PR #299, opened 2025-06-21
Add Rule: Detect Core Pattern Pipe Abuse for Container Escape (T1611)

vVv-Keys:
This PR adds a new detection rule for identifying attempts to abuse `/proc/sys/kernel/core_pattern` by redirecting core dumps to a pipe. This technique is often used to escalate privileges or escape containers when the sysctl setting is writable and misconfigured.

**What type of PR is this?**

> /kind feature

> /area rules

> /area maturity-incubating

Adds a rule that detects write access to `/proc/sys/kernel/core_pattern` containing a pipe symbol (`|`), which may be used to redirect core dumps to arbitrary commands. This has been used in container breakout scenarios and privilege escalations.

### Rule Summary:
- **Rule name:** `Core Pattern Escape Attempt`
- **Detection:** `open_write` on `/proc/sys/kernel/core_pattern` with a pipe (`|`) in the buffer
- **MITRE ATT&CK:** T1611 – Escape to Host
- **Impact:** High – potential root code execution via crash-triggered payloads
None currently tracked — original contribution.

Fixes #

N/A

This rule aligns with documented techniques seen in tools like [CDK](https://github.com/cdk-team/CDK) and various privilege escalation labs. Let me know if you’d like the rule expanded to cover syscall write directly or enriched with container scope conditions.

### DIFF
--- a/rules/core_pattern_escape_attempt.yml
+++ b/rules/core_pattern_escape_attempt.yml
@@ -11,5 +11,5 @@
   output: >
     Core pattern modification to pipe detected | file=%fd.name user=%user.name user_uid=%user.uid user_loginuid=%user.loginuid process=%proc.name proc_exepath=%proc.exepath parent=%proc.pname command=%proc.cmdline terminal=%proc.tty evt_type=%evt.type
   priority: CRITICAL
-  tags: [process, container, escape, mitre_escape, T1611]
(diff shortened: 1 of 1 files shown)


vVv-Keys (commented):
/approve

vVv-Keys (commented):
rules/core_pattern_escape_attempt.yml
═══
Transcribe the data above verbatim.

WRITTEN REPLY
PR #299, opened 2025-06-21
Add Rule: Detect Core Pattern Pipe Abuse for Container Escape (T1611)

vVv-Keys:
This PR adds a new detection rule for identifying attempts to abuse `/proc/sys/kernel/core_pattern` by redirecting core dumps to a pipe. This technique is often used to escalate privileges or escape containers when the sysctl setting is writable and misconfigured.

**What type of PR is this?**

> /kind feature

> /area rules

> /area maturity-incubating

Adds a rule that detects write access to `/proc/sys/kernel/core_pattern` containing a pipe symbol (`|`), which may be used to redirect core dumps to arbitrary commands. This has been used in container breakout scenarios and privilege escalations.

### Rule Summary:
- **Rule name:** `Core Pattern Escape Attempt`
- **Detection:** `open_write` on `/proc/sys/kernel/core_pattern` with a pipe (`|`) in the buffer
- **MITRE ATT&CK:** T1611 – Escape to Host
- **Impact:** High – potential root code execution via crash-triggered payloads
None currently tracked — original contribution.

Fixes #

N/A

This rule aligns with documented techniques seen in tools like [CDK](https://github.com/cdk-team/CDK) and various privilege escalation labs. Let me know if you’d like the rule expanded to cover syscall write directly or enriched with container scope conditions.

### DIFF
--- a/rules/core_pattern_escape_attempt.yml
+++ b/rules/core_pattern_escape_attempt.yml
@@ -11,5 +11,5 @@
   output: >
     Core pattern modification to pipe detected | file=%fd.name user=%user.name user_uid=%user.uid user_loginuid=%user.loginuid process=%proc.name proc_exepath=%proc.exepath parent=%proc.pname command=%proc.cmdline terminal=%proc.tty evt_type=%evt.type
   priority: CRITICAL
-  tags: [process, container, escape, mitre_escape, T1611]
(diff shortened: 1 of 1 files shown)


vVv-Keys (commented):
/approve

vVv-Keys (commented):
rules/core_pattern_escape_attempt.yml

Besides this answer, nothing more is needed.